Телохранитель Китайгородцев:
««Москвич»… 2140… Номерной знак «Н 573 КР»… Цвет — бежевый… Заднее правое крыло — перекрашено… Четверо… Мужчины. По 22–25 лет… Стоп! Крыло — перекрашено?!! Подставили?! Бригадой работают? Вышли из машины все одновременно… В руках — ничего… А у нас — иногородние номера… Да, специально подставили свою рухлядь! Трое заходят со стороны водителя… Там будет прессинг… Один — здесь… Этот — для подстраховки… Ничего, нормально… Город маленький, люди бедные… Много не потребуют…»
— У вас есть деньги? — обратился Анатолий к водителю.
— Что?
— Да не волнуйтесь вы… Всё нормально. Деньги есть у вас? Дайте им сколько попросят, и пускай едут.
— Они же специально! Специально подставили машину! Вы разве не видите?! Ничего я им не дам! Это же рэкет! Да я на них милицию!..
«Так! Открыли дверцу со стороны водителя… Только с ним будут разбираться? Только с водителем… Надо отдать деньги… Закончить этот балаган и увозить Риту…»
— Ну, ты чё, мужик, какая милиция? Ты нам машину разбил! Посмотри, как задницу раскурочил! Ты чё, платить не хочешь?
— А это что за девки? Ванюха, гля, девки какие!
«Ага… Тянет ручку задней двери… Там — Рита… Пора… Предохранитель… Из кобуры… Дверцу — ногой…»
— Ложись! Поубиваю! — заорал Анатолий.
«Замешкались… Выстрел в воздух… Теперь ствол — в лоб ближайшему… Упал с перепугу…И все остальные — сразу же, как по команде…»
— Лежать! Не шевелиться! Стреляю без предупреждения! Ноги шире! Шире, я сказал! Руки — за голову!
«Дверца… Ох и рухлядь… Отвалится скоро… Ключ — в замке зажигания… Ключ — в бензобак… Бросить в бензобак… У «Москвича» горловина бака — за номерным знаком… Крышка горловины… Открыто… Ключ — в бензобак… Не скоро они теперь отсюда уедут… Если только провода напрямую… Но мы уже будем далеко…»
— Считать до ста, пацаны! Потом можно подняться!
«Так! В машину… Рита — бледна, но все нормально… Пистолет пока в руке… Предохранитель…»

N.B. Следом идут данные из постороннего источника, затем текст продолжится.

PR #1032, opened 2026-09-03
fix(channels): safely handle table row column mismatch in Telegram formatting (Closes #1031)

haririya:
### Summary

Fixes an issue where `render_telegram_html` and `_render_table` raise an unhandled `ValueError` exception or stop parsing Markdown tables when encountering table rows with mismatched column counts.

### Changes

- In `_telegram_formatting._render_table`:
  - Safe indexing/fallback for 2-column tables to avoid `ValueError: not enough values to unpack`.
  - Remove `strict=True` from `zip(clean_headers, row)` in multi-column tables to gracefully ignore missing or extra cells per row.
- In `_telegram_formatting.render_telegram_html`:
  - Removed premature `break` in table row iteration so ragged table rows are processed gracefully.
- Added comprehensive unit tests in `tests/test_channels/test_telegram_formatting.py`.

Closes #1031

PR #1216, opened 2026-09-06
fix(telegram): pad/truncate ragged table rows instead of aborting parse

### LINKED ISSUE #1031: [Bug]: Unhandled ValueError when rendering Telegram Markdown tables with mismatched row column counts

tejajakarulloh:
## Summary

The `break` in `render_telegram_html` abandoned table parsing at the first row whose column count differed from the headers, emitting every subsequent well-formed row as raw Markdown (pipe characters visible in Telegram messages).

## Changes

- **`_normalize_row`** (new) — pads short rows with empty strings and truncates long rows to the header column count so the entire table is rendered.
- **`_render_table`** — uses safe indexing instead of tuple unpacking (`label, value = row`) and drops `strict=True` from `zip`.
- **`render_telegram_html`** — removes the `if len(row) != len(headers): break` guard; all rows are now collected and normalised.

## Tests

Four regression tests on rendered HTML output (per review guidance — no exception-based assertions):
- `test_two_column_table_with_short_row_pads_missing_cell`
- `test_three_column_table_with_short_row_pads_missing_cells`
- `test_table_row_with_extra_columns_is_truncated`
- `test_mixed_ragged_rows_all_render_without_raw_pipes`

All 10 tests pass ✅ | ruff ✅ | mypy ✅

Fixes #1031

### DIFF
--- a/src/agentos/channels/_telegram_formatting.py
+++ b/src/agentos/channels/_telegram_formatting.py
@@ -120,14 +120,24 @@ def _is_table_start(lines: list[str], index: int) -> bool:
     )
 
 
+def _normalize_row(row: list[str], column_count: int) -> list[str]:
+    """Pad short rows or truncate long ones to exactly *column_count* cells."""
+    if len(row) < column_count:
+        return row + [""] * (column_count - len(row))
+    return row[:column_count]
+
+
 def _render_table(headers: list[str], rows: list[list[str]]) -> list[str]:
     clean_headers = [_plain_inline(header) for header in headers]
-    if len(headers) == 2:
+    column_count = len(headers)
+    if column_count == 2:
         rendered = [
             f"<b>{html.escape(clean_headers[0])} — {html.escape(clean_headers[1])}</b>"
         ]
         for row in rows:
-            label, value = row
+            normalised = _normalize_row(row, column_count)
+            label = normalised[0]
+            value = normalised[1]
             clean_label = _plain_inline(label)
             if clean_label:
                 rendered.append(f"<b>{html.escape(clean_label)}:</b> {_render_inline(value)}")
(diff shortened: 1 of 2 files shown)


andreapn (approved):
LGTM.

Verified locally in a worktree on top of `origin/main`:
- `ruff check src tests` and `mypy src/agentos` clean; `pytest tests/test_channels` green.
- Reverted `_telegram_formatting.py` to `main` with the new tests in place: all 4 new tests fail, so they genuinely guard the bug.

Picked over #1042 and #1032, which apply the same padding inline. This one factors it into `_normalize_row`, so `_render_table` is also safe for direct callers, and the tests assert exact rendered output (including that no raw `|` leaks through) rather than just "did not raise".

Follow-up note, not a blocker: dropping the `len(row) != len(headers)` break means the table loop now consumes every following non-blank line containing a `|`. A paragraph placed directly under a table with no blank line gets absorbed as a row instead of rendering as text. Previously only same-width lines were absorbed, so the window widens slightly.

PR #1217, opened 2026-09-06
fix(search): raise classified SearchProviderError from DuckDuckGo on HTTP/network failures

### LINKED ISSUE #1122: [Bug]: DuckDuckGo provider silently returns empty results on HTTP errors instead of raising SearchProviderError
### Duplicate check

### AgentOS version or commit

2026.9.4

### Area

Tools

### Reproduction steps

1. Configure DuckDuckGo as the search provider in `agentos`.
2. Run a query that triggers an upstream HTTP 429 (rate limit), 403 (forbidden), 5xx server error, or connection timeout.
3. Call `DuckDuckGoProvider.search("query")`.
4. Observe that the method silently returns `[]` rather than raising a structured exception.

### Expected behavior

DuckDuckGo search provider should align with Brave and Tavily providers by raising a structured `SearchProviderError` with a classified error `kind` (`rate_limit`, `timeout`, `auth`, `http`, or `network`). This allows the search fallback policy to detect outages/throttling and cascade to secondary search providers.

### Actual behavior

`DuckDuckGoProvider.search()` swallows all `httpx.HTTPError` exceptions and returns an empty list `[]`. The agent cannot distinguish between "0 organic results found" and an upstream HTTP/network failure, preventing automatic fallback.

### Environment

Windows 11, Python 3.12+, uv

Carlys17:
Fixes #1122

## Summary

`DuckDuckGoProvider.search()` swallowed every `httpx.HTTPError` when `diagnostics` was off (the default) and returned `[]`. This made a real upstream HTTP 429, 5xx, timeout, or connection failure indistinguishable from a legitimate zero-result response — and prevented the search fallback policy from cascading to a secondary provider.

Align with Brave and Tavily: always raise `SearchProviderError` with a classified `kind` (`timeout` / `rate_limit` / `http` / `network`), `status_code` where applicable, and a matching `retryable` flag.

## What

- src/agentos/search/providers/duckduckgo.py — split the single `httpx.HTTPError` catch into three specific except blocks (`TimeoutException`, `HTTPStatusError`, `HTTPError`), each raising `SearchProviderError` with the correct kind and `retryable` flag
- tests/test_search/test_duckduckgo_provider_errors.py — regression suite: parametrised test covering all four error shapes (timeout, rate_limit=429, http=500, network) plus diagnostics-on and happy-path assertions

## Verification

- `uv run --with pytest-asyncio pytest tests/test_search/test_duckduckgo_provider_errors.py -q` — 6 passed
- `uv run ruff check src/agentos/search/providers/duckduckgo.py tests/test_search/test_duckduckgo_provider_errors.py` — clean
- `uv run mypy src/agentos/search/providers/duckduckgo.py --show-error-codes` — pre-existing bs4 stub gap (same as brave/tavily baseline)
- Empirical probe (3 error shapes): timeout → `kind=timeout`, HTTP 429 → `kind=rate_limit`, network → `kind=network` — all raise correctly

### DIFF
--- a/src/agentos/search/providers/duckduckgo.py
+++ b/src/agentos/search/providers/duckduckgo.py
@@ -47,18 +47,33 @@ class DuckDuckGoProvider:
                     headers=_HEADERS,
                 )
                 response.raise_for_status()
+        except httpx.TimeoutException as exc:
+            raise SearchProviderError(
+                provider=self.name,
+                kind="timeout",
+                message=str(exc) or "DuckDuckGo search request timed out.",
+                retryable=True,
+            ) from exc
+        except httpx.HTTPStatusError as exc:
+            status_code = exc.response.status_code
+            if status_code == 429:
+                kind: SearchErrorKind = "rate_limit"
+            else:
+                kind = "http"
+            raise SearchProviderError(
+                provider=self.name,
+                kind=kind,
+                message=str(exc) or f"DuckDuckGo search failed with HTTP {status_code}.",
+                retryable=kind == "rate_limit",
+                status_code=status_code,
+            ) from exc
         except httpx.HTTPError as exc:
-            if self._diagnostics:
-                kind: SearchErrorKind = (
-                    "timeout" if isinstance(exc, httpx.TimeoutException) else "network"
-                )
-                raise SearchProviderError(
-                    provider=self.name,
-                    kind=kind,
-                    message=str(exc) or "DuckDuckGo search network request failed.",
-                    retryable=True,
-                ) from exc
-            return []
+            raise SearchProviderError(
+                provider=self.name,
+                kind="network",
+                message=str(exc) or "DuckDuckGo search network request failed.",
+                retryable=True,
+            ) from exc
 
         soup = BeautifulSoup(response.text, "html.parser")
         results: list[SearchResult] = []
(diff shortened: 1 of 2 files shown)


andreapn:
Thanks for this — you found the real defect and your classification split (`TimeoutException` / `HTTPStatusError` / `HTTPError`) is the right shape.

Issue #1122 was resolved by #1351, now merged. Two things decided it:

- **Classification parity.** #1122 asked for `auth` on 401/403; this PR maps every non-429 status to `http`, and marks 5xx `retryable=False`. `providers/brave.py` already uses `401/403 → auth`, `429 → rate_limit`, else `http`, with `retryable = kind in {"rate_limit", "http"}` — #1351 mirrors that line for line, so the two providers now answer identically.
- **The tool boundary.** Removing the `_diagnostics` gate here leaves `self._diagnostics` assigned and never read, and it doesn't touch `_search_provider_kwargs()` in `tools/builtin/web.py`, which singled DuckDuckGo out to receive `diagnostics=_active_search_diagnostics`. That call site was half the bug: it forced the flag off on a default gateway. #1351 fixes both layers and adds an end-to-end test through `run_web_search_payload` asserting the 429 surfaces as `ok: false` with `kind: "rate_limit"`.

No fault in the work — it's a narrower cut of the same fix. Thanks for filing it.

PR #1219, opened 2026-09-06
fix(scheduler): escape parens and tolerate whitespace in fork-bomb regex

### LINKED ISSUE #998: [Bug]: Fork-bomb hard-block regex matches empty capture group instead of literal parens

tejajakarulloh:
## Summary

The fork-bomb hard-block pattern in `_HARD_BLOCK_PATTERNS[4]` used bare `()` which Python's `re` treats as an empty capture group. The regex only matched the literal mutant `:{ :|:& };:` — every real fork-bomb variant passed through unblocked.

### `src/agentos/scheduler/prompt_safety.py`

```diff
-    re.compile(r":(){ :\|:& };:", re.IGNORECASE),
+    re.compile(r":\s*\(\s*\)\s*\{\s*:\s*\|\s*:\s*&\s*\}\s*;\s*:", re.IGNORECASE),
```

- Escaped `()` → `\(\)` so they match literal parentheses
- Inserted `\s*` between all tokens to tolerate whitespace variants
- Covers `};:` variants (`} ;:`, `}; :`) per review guidance

### `tests/test_scheduler/test_prompt_safety.py`

5 parametrized regression cases asserting on `scan_cron_prompt` output (not pattern compilation):
- `:(){ :|:& };:` — canonical
- `:(){:|:&};:` — no spaces
- `:() { :|:& };:` — space after `()`
- `:(){ :|:& } ;:` — space before `;`
- `:(){ :|:& }; :` — space after `;`

All 25 tests pass ✅ | ruff ✅ | mypy ✅

Fixes #998

### DIFF
--- a/src/agentos/scheduler/prompt_safety.py
+++ b/src/agentos/scheduler/prompt_safety.py
@@ -14,7 +14,7 @@ _HARD_BLOCK_PATTERNS: list[re.Pattern[str]] = [
     re.compile(r"(curl|wget)\s+.*(\{\{|\\$[\w{])", re.IGNORECASE),
     re.compile(r"rm\s+-rf\s+/", re.IGNORECASE),
     re.compile(r"mkfs\.", re.IGNORECASE),
-    re.compile(r":(){ :\|:& };:", re.IGNORECASE),
+    re.compile(r":\s*\(\s*\)\s*\{\s*:\s*\|\s*:\s*&\s*\}\s*;\s*:", re.IGNORECASE),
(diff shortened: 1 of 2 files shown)


andreapn (approved):
LGTM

— Поехали! И чем быстрее, тем лучше!
— Куда? — Водитель бледный.
— Домой! Теперь только домой!
⁂
Богданов пришел сразу, едва только прослышал о случившемся. Вошел в комнату к Китайгородцеву, сказал со смешком:
— Ну, рассказывай, как ты наших рэкетиров недоделанных уму-разуму учил.
— Шалят на дорогах, да?
— Шалят, — засмеялся Андрей Ильич. Словечко это ему явно понравилось.
Это у вас там, в Москве, мол, кровь настоящая и звериная жестокость, а у нас тут — так, шалости одни, все по-детски… Вот и рэкетиры у нас какие-то недоделанные…
— Дурью маются, понимаешь. Как увидят на дороге машину с чужими номерами, так тут же под неё свою подставляют, чтобы деньги на ремонт стребовать. Ремонтируют-то потом сами, а деньги пропивают. Такой вот нехитрый бизнес.
— Я там стрелял, — напомнил Анатолий. — Теперь мне положено об инциденте в органы сообщить.
— Я позвоню им, — махнул рукой Богданов. — Ты не волнуйся. И вообще не надо шума. Ну, было, ну, случилось. Пацаны те тихо будут сидеть. Так что можешь забыть про эту историю. Нам всё это ни к чему. У нас тут — тихо. У нас — без стрельбы.
— А я вот о чем спросить хотел, — вспомнилось кстати Китайгородцеву. — Что тут у вас за история была в прошлом году?
— Что у нас за история была в прошлом году? — переспросил Андрей Ильич, а у самого веселье стремительно таяло во взгляде.